Optimal Private Halfspace Counting via Discrepancy
A range counting problem is specified by a set $P$ of size $|P| = n$ of points in $\mathbb{R}^d$, an integer weight $x_p$ associated to each point $p \in P$, and a range space ${\cal R} \subseteq 2^{P}$. Given a query range $R \in {\cal R}$, the target output is $R(\vec{x}) = \sum_{p \in R}{x_p}$. Range counting for different range spaces is a central problem in Computational Geometry. We study $(\epsilon, \delta)$-differentially private algorithms for range counting. Our main results are for the range space given by hyperplanes, that is, the halfspace counting problem. We present an $(\epsilon, \delta)$-differentially private algorithm for halfspace counting in $d$ dimensions which achieves $O(n^{1-1/d})$ average squared error. This contrasts with the $\Omega(n)$ lower bound established by the classical result of Dinur and Nissim [PODS 2003] for arbitrary subset counting queries. We also show a matching lower bound on average squared error for any $(\epsilon, \delta)$-differentially private algorithm for halfspace counting. Both bounds are obtained using discrepancy theory. For the lower bound, we use a modified discrepancy measure and bound approximation of $(\epsilon, \delta)$-differentially private algorithms for range counting queries in terms of this discrepancy. We also relate the modified discrepancy measure to classical combinatorial discrepancy, which allows us to exploit known discrepancy lower bounds. This approach also yields a lower bound of $\Omega((\log n)^{d-1})$ for $(\epsilon, \delta)$-differentially private orthogonal range counting in $d$ dimensions, the first known superconstant lower bound for this problem.
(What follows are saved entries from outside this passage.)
PR #375, opened 2024-09-30
Add envs for ACL

fraxachun:
## Description

This PR adds environment variables where admins can be declared. The allows having different admins for different environments.

Note that this PR does not provide a way to give somewhat like "default permissions" (e.g. all permission but without user management). This is out of scope for this PR.

## Related tasks and documents

This PR supersedes https://github.com/vivid-planet/comet-starter/pull/356


thomasdax98:
This seems more complicated and less flexible to me than https://github.com/vivid-planet/comet-starter/pull/356

api/src/auth/access-control.service.ts
```diff
@@ -1,35 +1,32 @@
...
             return UserPermissions.allPermissions;
         }
 
-        if (user.email === staticUsers.editor.email) {
+        if (this.isUser(user)) {
             return [{ permission: "pageTree" }];
         }
 
         return [];
     }
```
thomasdax98, line 22: How would I implement something like this?

```ts
// Vivid Planet employees have default permissions in non-prod envs
if (user.isVividPlanet && this.config.appEnv !== "production") {
    return DEFAULT_PERMISSIONS;
}
```

Do I add another env variable `ACL_GIVE_VIVID_USERS_DEFAULT_PERMISSIONS`?

thomasdax98 (commented):
This seems more complicated and less flexible to me than https://github.com/vivid-planet/comet-starter/pull/356

api/src/auth/access-control.service.ts
```diff
@@ -38,4 +35,12 @@ export class AccessControlService extends AbstractAccessControlService {
...
+
+    private isAdmin(user: User) {
+        return this.config.acl.adminEmails.includes(user.email) || this.config.acl.adminEmailDomains.includes(user.email.split("@")[1]);
+    }
+
+    private isUser(user: User) {
```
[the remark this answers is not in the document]
johnnyomair: Fine by me. We can also keep the original naming, if it doesn't cause confusion among our colleagues.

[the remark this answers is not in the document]
johnnyomair: Admin vs. superuser has always been confusing to me, and it seems that superuser is more powerful than admin: https://stackoverflow.com/questions/20469174/whats-the-difference-between-staff-admin-superuser-in-django

So maybe using one of the two previous suggestions is better.

.env
```diff
@@ -39,6 +39,10 @@ API_URL=http://${DEV_DOMAIN:-localhost}:${API_PORT}/api
 API_URL_INTERNAL=http://localhost:$API_PORT/api
 CORS_ALLOWED_ORIGIN="^http:\/\/(localhost|.*\.dev\.vivid-planet\.cloud|192\.168\.\d{1,3}\.\d{1,3}):\d{2,4}"
 BASIC_AUTH_SYSTEM_USER_PASSWORD=password
+ACL_ADMIN_EMAILS=admin@customer.com
+ACL_ADMIN_EMAIL_DOMAINS=vivid-planet.com
+ACL_SUPERUSER_EMAILS=german-editor@customer.com
+ACL_SUPERUSER_EMAIL_DOMAINS=
```
thomasdax98, line 45: ACL_ALL_PERMISSIONS_EMAILS=
ACL_ALL_PERMISSIONS_DOMAINS=

johnnyomair (commented):
Please also provided the basis for a `projectLeads` array defined in the code.

johnnyomair:
> The projectLeads also have to be set via envs.

I thought we decided on adding this in code?

johnnyomair:
> Adding as env still is in code (at least in the way we do it).

Fine by me. @thomasdax98 @nsams @dkarnutsch do you agree?

nsams:
> Adding as env still is in code (at least in the way we do it).

I also thought about splitting this into two parts:

- a list of emails hardcoded in `access-control.service.ts`, containing the lead-devs of the project (will be the same for all deployments)
- a list of emails injected using env var, containing the infra-team (will change over time when the infra-team changes)

Of course the we can put both into a single env, but to have an opinion about that I would like to see the relevant deployment config. (Don't know if you can post that here)

api/src/auth/access-control.service.ts
```diff
@@ -3,6 +3,8 @@ import { Inject, Injectable } from "@nestjs/common";
 import { Config } from "@src/config/config";
 import { CONFIG } from "@src/config/config.module";
 
+const allPermissionEmails: string[] = [];
```
johnnyomair, line 6: This should probably be allPermission**s**Emails. Could this be confusing with ` this.config.acl.allPermissionsEmails`?

johnnyomair: `projectLeads` 😁 But I'm okay with this as well

johnnyomair (approved):

dkarnutsch (approved):

nsams (approved):

thomasdax98 (approved):

PR #382, opened 2024-10-07
Hotfix Admin Server

dkarnutsch:
- path of `index.html` is invalid (path is relative to `admin/server/server.js`)
- `res.send` signature is invalid (it tries to send the content as HTTP status code)

introduced by #367


nsams (approved):

nsams:
@Vierlip it is your responsibility to apply (and test) suggestions

johnnyomair (approved):

PR #384, opened 2024-10-08
Refactor Typography

SebiVPS:
## Description

Refactor typography component to export only the styled component instead of the react function component.
This allows to use the component with other styled components.

This can be undone: https://github.com/vivid-planet/comet-starter/pull/282/commits/43aa2675fd4808b425a5c1b0bc3fd1e86a46be6c

### DIFF
--- a/site/src/common/components/Typography.tsx
+++ b/site/src/common/components/Typography.tsx
@@ -1,4 +1,4 @@
-import { HTMLAttributes, PropsWithChildren } from "react";
+import { ComponentProps } from "react";
 import styled, { css } from "styled-components";
 
 export type TypographyVariant = "h600" | "h550" | "h500" | "h450" | "h400" | "h350" | "p300" | "p200";
@@ -180,7 +180,7 @@ const typographyVariantStyle: Record<TypographyVariant, ReturnType<typeof css>> 
     `,
 };
 
-const variantToElementMap: Record<TypographyVariant, keyof HTMLElementTagNameMap> = {
+const variantToElementMap: Record<TypographyVariant, "h1" | "h2" | "h3" | "h4" | "h5" | "h6" | "p"> = {
     h600: "h1",
     h550: "h2",
     h500: "h3",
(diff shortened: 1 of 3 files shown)


site/src/common/components/Typography.tsx
```diff
@@ -191,30 +191,17 @@ const variantToElementMap: Record<TypographyVariant, keyof HTMLElementTagNameMap
     p200: "p",
 };
 
-export interface TypographyProps extends PropsWithChildren<HTMLAttributes<HTMLElement>> {
-    component?: keyof HTMLElementTagNameMap;
+export const Typography = styled.div.attrs<{
+    as?: unknown;
```
SebiVPS, line 195: To avoid private import, i typed it here as unkown.

`import { KnownTarget } from "styled-components/dist/types";`

johnnyomair: Have you tried if type inference still works when doing something like `<Typography as={LinkBlock} data={/* ... */} />`?

SebiVPS: Yes 👍  works

johnnyomair (approved):

site/src/common/components/Typography.tsx
```diff
@@ -223,3 +210,5 @@ const Text = styled.div<TextProps>`
             }
         `};
 `;
+
+export type TypographyProps = ComponentProps<typeof Typography>;
```
jamesricky, line 214: I don't think we actually need this 🤷🏼‍♂️ 

```suggestion
```

jamesricky (approved):

site/src/common/components/Typography.tsx
SebiVPS: The props are used here:
https://github.com/vivid-planet/comet-starter/blob/88486189a73bcb1d4322e41855259d33806c220f/site/src/common/blocks/RichTextBlock.tsx#L13

PR #391, opened 2024-10-10
Remove `mikro-orm:drop` script

johnnyomair:
The script doesn't work because MikroORM doesn't know about entities defined in the library.

### DIFF
--- a/api/package.json
+++ b/api/package.json
@@ -18,7 +18,6 @@
         "lint:generated-files-not-modified": "npm run api-generator && git diff --exit-code HEAD --",
         "lint:tsc": "tsc --project ./tsconfig.lint.json",
         "mikro-orm": "mikro-orm",
-        "mikro-orm:drop": "mikro-orm schema:drop -r",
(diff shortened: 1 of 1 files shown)


api/package.json
```diff
@@ -18,7 +18,6 @@
         "lint:generated-files-not-modified": "npm run api-generator && git diff --exit-code HEAD --",
         "lint:tsc": "tsc --project ./tsconfig.lint.json",
         "mikro-orm": "mikro-orm",
```
johnnyomair, line 20: IMO we could remove this script as well. I doubt anyone uses it...

api/package.json
```diff
@@ -18,7 +18,6 @@
...
-        "mikro-orm:drop": "mikro-orm schema:drop -r",
         "mikro-orm:migration:generate": "mikro-orm migration:create",
```
johnnyomair, line 21: Also, why do we use the term generate, and not create?

nsams (approved):

dkarnutsch (approved):

thomasdax98 (approved):

PR #388, opened 2024-10-09
Docker-Compose Deployment, #588 

dkarnutsch:
#588 

## Open TODOs/questions

-   [x] TBD: Move site-config.d.ts to subfolder to enable mounting

PR #401, opened 2024-10-17
Move site-configs.ts to site-configs directory

dkarnutsch:
## Description

As a prerequisite for #388, I need to move `site-configs.ts` to a directory in order to mount it during build. Additionally, I think this improves readability.


package.json
```diff
@@ -2,7 +2,7 @@
     "name": "starter",
     "private": true,
     "scripts": {
-        "create-site-configs-env": "npx @comet/cli inject-site-configs -i .env.site-configs.tpl -o .env.site-configs",
+        "create-site-configs-env": "npx @comet/cli inject-site-configs -f ../../../../../site-configs/site-configs.ts -i .env.site-configs.tpl -o .env.site-configs",
```
dkarnutsch, line 5: This is due to https://github.com/vivid-planet/comet/blob/e2eb8265316f76980c0f47cb2ccdce2106ea7847/packages/cli/src/commands/site-configs.ts#L16.

It should always prepend `process.cwd()`. This should be fixed in Comet.

site-configs/site-configs.ts
```diff
@@ -15,9 +15,9 @@ const getSiteConfigs = async (env: string): Promise<SiteConfig[]> => {
         throw new Error(`Invalid environment: ${env}`);
     }
     
-    const path = `${__dirname}/site-configs`;
+    const path = `${process.cwd()}/site-configs`;
 
-    const files = (await fs.readdir(path)).filter((file) => !file.startsWith("_"));
+    const files = (await fs.readdir(path)).filter((file) => (!file.startsWith("_") && !["site-configs.d.ts", "site-configs.ts"].includes(file)));
```
dkarnutsch, line 20: I don't like this solution. I think we should use a more declarative solution instead of relying on some magic.

I would propose to introduce a variable containing all sites. This was briefly discusses in one JFX.

johnnyomair (commented):
We should implement both your suggestions before merging this.

site-configs/site-configs.ts
nsams: Or use a standard, non-dynamic import, that would also improve typing (as you don't need `as ... GetSiteConfig`)

dkarnutsch: cc4fc17e1de80eccad0016a26c273bb6d90b4fb1

package.json
johnnyomair: @dkarnutsch do you want to merge it like this and change it once the fix is released in core?

dkarnutsch: yes 👍

johnnyomair (approved):

nsams (approved):

thomasdax98 (approved):

PR #404, opened 2024-10-17
Fix dotenv files hierarchy

johnnyomair:
If a environment variable was already defined in `.env`, a different value in `.env.secrets` or `.env.local` wouldn't overwrite the value. Changing the order of the dotenv files resolves the issue.


admin/package.json
```diff
@@ -4,7 +4,7 @@
     "scripts": {
         "postinstall": "cd server && npm install",
         "serve": "cd server && npm run serve",
-        "start": "npm run intl:compile && run-p gql:types generate-block-types && dotenv -e .env -e .env.local -e .env.secrets -e .env.site-configs -- vite",
+        "start": "npm run intl:compile && run-p gql:types generate-block-types && dotenv -e .env.secrets -e .env.local -e .env -e .env.site-configs -c -- vite",
```
nsams, line 7: is the -c added intentionally?

johnnyomair: Nope, `git add .` 🤦🏼‍♂️ Fixed: 8ff9f8b604f700369532690bb160a9b9ae190ce3

dkarnutsch (approved):

nsams (approved):

PR #199, opened 2021-11-18
Oceanwater 850 Fix arm check test calling deliver with parameters

AstroStucky:
## Linked Issues:
| EPIC ⚡ | N / A |
| Jira Ticket 🎟️ | [OCEANWATER-850](https://babelfish.arc.nasa.gov/jira/browse/OCEANWATER-850) |
| Github :octocat:  | # |

## Summary of Changes
* arm_check test no longer calls deliver service with parameters
* arm_check now normalizes its joint goals before comparing with the normalized joint states
* arm_check uses arm_deliver_final as the goal for the deliver test

## Test
@mogumbo, feel free to just do a code review, if that's all you've got time for.
@anjan1984, when you test this and we merge it into release, then we can count the results as **Tester 3** on the test page.

### Procedure
Perform [OW-TEST-009-3 Sample Collection](https://babelfish.arc.nasa.gov/confluence/display/OCEANWATERS/OW-TEST-009-3+Sample+Collection) using rostest and ensure all tests pass.
```rostest ow_sim_tests arm_check.test```

### DIFF
--- a/ow_sim_tests/test/arm_check.py
+++ b/ow_sim_tests/test/arm_check.py
@@ -38,7 +38,7 @@ class ArmCheck(unittest.TestCase):
 
   def _normalize_angle(self, angle):
     """
-    Convenience method to nomrlaize angles to the range [-pi, pi]
+    Convenience method to normalize angles to the range [-pi, pi]
     @param angle: An angle that might need to be normalized
     @returns: the normalized value of the angle
     """
@@ -66,19 +66,20 @@ class ArmCheck(unittest.TestCase):
 
     rospy.wait_for_service(service_name)
     test_start_time = rospy.get_time()
-    joints_goal_array = np.array(joints_goal)
+    norm_joints_goal_array = np.array(
+      [self._normalize_angle(e) for e in joints_goal])
     rospy.loginfo("""
     test info:
     ----------
     service name: {}
     joints goal: {}
     start time: {}""".format(
-      service_name, np.round(joints_goal_array, 2), test_start_time))
+      service_name, np.round(norm_joints_goal_array, 2), test_start_time))
     arm_activity = rospy.ServiceProxy(service_name, service_type)
     success = arm_activity() if service_args is None else arm_activity(*service_args)
     self.assertTrue(success, "submitted request to " + service_name)
     goal_state_achieved = False
-    joints_abs_diff_array = np.full(joints_goal_array.shape, np.inf)
+    joints_abs_diff_array = np.full(norm_joints_goal_array.shape, np.inf)
 
     elapsed = 0
     while not rospy.is_shutdown() and \
@@ -89,7 +90,7 @@ class ArmCheck(unittest.TestCase):
       norm_joints_state_array = np.array(
           [self._normalize_angle(e) for e in joints_state])
       joints_abs_diff_array = np.abs(
-          joints_goal_array - norm_joints_state_array)
+          norm_joints_goal_array - norm_joints_state_array)
       goal_state_achieved = all(joints_abs_diff_array < tolerance)
       rospy.loginfo("""
       current joints state: {}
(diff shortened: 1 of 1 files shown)

### CODE REVIEW

File: ow_sim_tests/test/arm_check.py [hunk 1]
```diff
@@ -89,7 +90,7 @@ def _test_activity(self, service_name, service_type,
       norm_joints_state_array = np.array(
           [self._normalize_angle(e) for e in joints_state])
       joints_abs_diff_array = np.abs(
-          joints_goal_array - norm_joints_state_array)
+          norm_joints_goal_array - norm_joints_state_array)
```
mogumbo, line 93: I think it's safer to normalize to {-pi, pi} after this subtraction happens. If you normalize both values before, there's a small chance your difference could end up being close to 2*pi, much greater than the tolerance.

mogumbo (changes requested):

ow_sim_tests/test/arm_check.py
AstroStucky: That makes sense. I wanted to prove it to myself with a test. So setting `l_hand_yaw` to exactly pi for `arm_unstowed` in **lander.rsdf**, I did confirm this can happen, and it happens only half the time, which makes sense. I would expect the error depends on whether final joint state is higher/lower than joint goal.
```[rosout][INFO] 2021-11-23 11:32:58,055: 
      current joints state: [ 0.    1.57 -1.57 -0.   -3.14  0.01]
      diff joints state: [0.   0.   0.   0.   6.28 0.01]
      maximum diff between expected/current: 6.28
[rosout][INFO] 2021-11-23 11:32:58,257: operation /arm/unstow took 30s, time-limit is 30s
```
I get the same fails half of the time result when using -pi.

As of commit 3a22af it now normalizes after taking the difference between the angles.

AstroStucky:
Latest commit fixes a normalize angle edge case. Please retest this.

I also changed the test print statement to include negatives in the difference values. So instead of 
```
[rosout][INFO] 2021-11-23 13:02:36,962: 
      current joints state: [ -0.     1.57   4.71  -0.   -11.     0.02]
      diff joints state: [ 0.    0.    0.    0.   0.   0.02]
      maximum diff between expected/current: 0.02
```
it will show
```
[rosout][INFO] 2021-11-23 13:02:36,962: 
      current joints state: [ -0.     1.57   4.71  -0.   -11.     0.02]
      diff joints state: [ 0.    0.    0.    0.   -0.   -0.02]
      maximum diff between expected/current: -0.02
```
It's a subtle change, but I think the latter gives more information, so is therefore a better choice.

anjan1984:
Ran twice and all the tests are successful 
[ROSTEST]-----------------------------------------------------------------------

[ow_sim_tests.rosunit-arm_check/test_01_unstow][passed]
[ow_sim_tests.rosunit-arm_check/test_02_guarded_move][passed]
[ow_sim_tests.rosunit-arm_check/test_03_unstow][passed]
[ow_sim_tests.rosunit-arm_check/test_04_grind][passed]
[ow_sim_tests.rosunit-arm_check/test_05_dig_circular][passed]
[ow_sim_tests.rosunit-arm_check/test_06_grind][passed]
[ow_sim_tests.rosunit-arm_check/test_07_dig_linear][passed]
[ow_sim_tests.rosunit-arm_check/test_08_deliver_sample][passed]
[ow_sim_tests.rosunit-arm_check/test_09_unstow][passed]
[ow_sim_tests.rosunit-arm_check/test_10_stow][passed]

SUMMARY
 * RESULT: SUCCESS
 * TESTS: 10
 * ERRORS: 0
 * FAILURES: 0

anjan1984 (approved):

mogumbo (approved):

ow_sim_tests/test/arm_check.py
Samahu: @mogumbo You comment is right but doesn't apply to the case of the test. We are checking for equal angle values so when both values are normalized and they are equal they wouldn't exceed the {-pi, pi} otherwise they are not equal to start with. I reverted the changes made to this code block to its original implementation to keep it simple.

For the upper bound, we use an approach inspired by partial coloring methods for proving discrepancy upper bounds, and obtain $(\epsilon, \delta)$-differentially private algorithms for range counting with polynomially bounded shatter function range spaces.
💡 Research Summary
The paper investigates the problem of privately answering range‑counting queries when the range space consists of halfspaces in $\mathbb{R}^d$. For a point set $P$ of size $n$ with integer weights $x_p$, a query asks for the sum of weights inside a halfspace $R$. The authors design an $(\epsilon,\delta)$‑differentially private algorithm that achieves an average squared error of $O(n^{1-1/d})$, which dramatically improves on the $\Omega(n)$ lower bound known for arbitrary subset queries (Dinur‑Nissim 2003). The key technical tool is discrepancy theory. By adapting the partial‑coloring method used to prove discrepancy upper bounds, they construct a noise‑addition scheme that minimizes the discrepancy of the query matrix, thereby controlling the error for all halfspace queries simultaneously. Their analysis shows that any $(\epsilon,\delta)$‑private algorithm for halfspace counting must incur at least $\Omega(n^{1-1/d})$ average squared error; this lower bound is obtained via a modified discrepancy measure that captures the approximation power of private mechanisms and is related to classical combinatorial discrepancy. Consequently, the upper and lower bounds match, establishing $O(n^{1-1/d})$ as the optimal error rate for this problem.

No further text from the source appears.